### WORK REQUIRED
The word "LeoniePeters" may appear in the records below. Report how many lines contain it, and write nothing besides the number.

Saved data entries
PR #714, opened 2020-07-09
Rights statement button

alansutherland:


components/generic/RightsStatementButton.vue
```diff
@@ -0,0 +1,45 @@
...
+  import RightsStatement from '../../components/generic/RightsStatement';
+  import SmartLink from '../../components/generic/SmartLink';
+
+  export default {
+    components: {
+      RightsStatement,
+      SmartLink
+    },
+    props: {
+      rightsStatementIsUrl: {
```
rwd, line 24: I don't think this really makes sense as a prop as it is conditional for rendering the entire template. This should instead be left to the parent view to determine whether or not to even render the RightsStatementButton component. Remove this prop.

components/generic/RightsStatementButton.stories.js
```diff
@@ -0,0 +1,25 @@
...
+const i18n = new VueI18n();
+
+storiesOf('Generic', module)
+  .add('Rights Statement Button', () => ({
+    components: { RightsStatementButton },
+    i18n,
+    data() {
+      return {
+        rightsStatementIsUrl: true,
+        rightsStatement: 'https://creativecommons.org/licenses/by-sa/4.0/',
```
rwd, line 14: Remove the trailing comma.

components/generic/RightsStatementButton.stories.js
```diff
@@ -0,0 +1,25 @@
...
+      };
+    },
+    template: `
+      <b-container class="mt-3 bg-white p-5">
+        <RightsStatementButton
+          v-if="rightsStatementIsUrl"
+          :rights-statement="rightsStatement"
+        />
+      </b-container>
+    `
```
rwd, line 24: Remove the blank line.

components/generic/RightsStatementButton.vue
```diff
@@ -0,0 +1,45 @@
+<template>
+  <SmartLink
```
rwd, line 2: This results in the icon for external links showing, but in the design, and as clarified during sprint refinement, in this context it is not wanted. Could you come up with a way to not show it here, but to continue showing it in all other contexts, likely via a prop sent down to SmartLink.

components/generic/RightsStatementButton.vue
alansutherland: true, I have removed it

components/generic/RightsStatementButton.stories.js
alansutherland: removed

components/generic/RightsStatementButton.stories.js
alansutherland: removed

components/generic/RightsStatementButton.vue
alansutherland: I have added the hideExternalIcon prop, other smartLinks will still show the external link icon

PR #715, opened 2020-07-10
Github Actions workflow for CI

rwd:


.cfignore
```diff
@@ -87,4 +87,3 @@ tmp
 
 # Tests
 /tests
-tmp
```
rwd, line 90: Removed because already ignored earlier in the file.

PR #901, opened 2020-11-09
HTML output share

LeoniePeters:


alansutherland (approved):

lbiedinger (changes requested):

components/sharing/SocialShareModal.vue
```diff
@@ -36,6 +68,45 @@
       mediaUrl: {
         type: String,
         default: null
+      },
+      identifier: {
+        type: String,
+        default: null
+      },
+      onItemPage: {
```
lbiedinger, line 76: Couldn't this be derived from whether or not the identifier is present?
```
methods: {
  onItemPage() {
    return !this.identifer
  }
  ...
}
```

components/sharing/SocialShareModal.vue
```diff
@@ -5,16 +5,46 @@
     hide-header-close
     hide-footer
     data-qa="share modal"
+    v-on="onItemPage ?
+      { show: requestEmbed,
```
lbiedinger, line 9: This results in an attempt to make a request every time the share modal is opened. I say attempt because actually the browser appears to cache it after the first attempt.

One way around this would be to check if `this.oEmbedDataHtml` is present, and if so return early in `requestEmbed`

lbiedinger (approved):

components/sharing/SocialShareModal.vue
```diff
@@ -5,16 +5,46 @@
...
+      :onItemPage ? { hide: resetEmbedCopied }
+        :{}"
   >
     <div class="icon-wrapper">
       <SocialShare
         :media-url="mediaUrl"
         with-text
       />
     </div>
+    <b-form
```
rwd, line 19: This should go into its own component, e.g. /components/item/ItemEmbedCode.vue.

SocialShareModal should then have an unnamed [slot](https://vuejs.org/v2/guide/components-slots.html) at this position, which the ItemHero would use to insert ItemEmbedCode, thus:
```
<SocialShareModal
  :media-url="selectedMedia.about"
>
  <ItemEmbedCode
    :identifier="identifier"
  />
</SocialShareModal>
```

components/sharing/SocialShareModal.vue
```diff
@@ -5,16 +5,46 @@
...
+      v-if="oEmbedDataHtml"
+      data-qa="share modal embed"
+      class="mt-3"
+      @submit.stop.prevent="submitForm"
+    >
+      <label> {{ $t('record.copyEmbedLabel') }}</label>
```
rwd, line 25: The label element needs to be linked to the textarea element it labels, with the attribute `for="shareEmbed"`.

Also remove the extraneous space after the opening label tag.

components/sharing/SocialShareModal.vue
```diff
@@ -5,16 +5,46 @@
...
+      <b-form-textarea
+        id="shareEmbed"
+        ref="shareEmbed"
+        v-model="oEmbedDataHtml"
+        readonly
+        tabindex="0"
```
rwd, line 31: Why is this needed?

components/sharing/SocialShareModal.vue
```diff
@@ -36,6 +68,41 @@
...
+                          `${EUROPEANA_DATA_URL}/item${this.identifier}`)
+          .then((response) => {
+            if (response.data.html) {
+              this.oEmbedDataHtml = response.data.html;
+            }
+          });
+      },
+      copyEmbedCode(event) {
+        if (event.type === 'click' || event.keyCode === 13) {
+          let textarea = this.$refs.shareEmbed;
```
rwd, line 98: This doesn't warrant a variable assignment. Just do `this.$refs.shareEmbed.select();`

components/sharing/SocialShareModal.vue
```diff
@@ -36,6 +68,41 @@
...
+        oEmbedForEndpoint(process.env.OEMBED_ENDPOINT || 'https://oembedjs.europeana.eu/',
+                          `${EUROPEANA_DATA_URL}/item${this.identifier}`)
+          .then((response) => {
+            if (response.data.html) {
+              this.oEmbedDataHtml = response.data.html;
+            }
+          });
+      },
+      copyEmbedCode(event) {
+        if (event.type === 'click' || event.keyCode === 13) {
```
rwd, line 97: [keyCode is deprecated](https://developer.mozilla.org/en-US/docs/Web/API/KeyboardEvent/keyCode), so if possible we should not introduce further uses of it.

Can this instead use [key](https://developer.mozilla.org/en-US/docs/Web/API/KeyboardEvent/key)?

rwd (changes requested):

components/sharing/SocialShareModal.vue
LeoniePeters: For accessibility we would want the textarea to be accessible through keyboard, since it's also clickable. But on reviewing, I guess we don't need to set tabindex, since textarea is an interactive element and already focusable. I believe that at some point I was testing and couldn't reach the textarea via keyboard so added the tabindex. Will take another look at this.

components/sharing/SocialShareModal.vue
LeoniePeters: Then the embed code will be copied on any key. This is for keyboard users. So if the user tabs through this module, focuses on the textarea with the embed code and hits tab again, the code will be copied. I think that would be annoying/undesired behavior.

LeoniePeters: [Vue key modifiers](https://vuejs.org/v2/guide/events.html#Key-Modifiers) solves this and makes that conditional unnecessary :+1:

components/sharing/SocialShareModal.vue
LeoniePeters: Tested keyboard accessibility and it is indeed not needed to use tabindex.

rwd (approved):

### ANSWER
5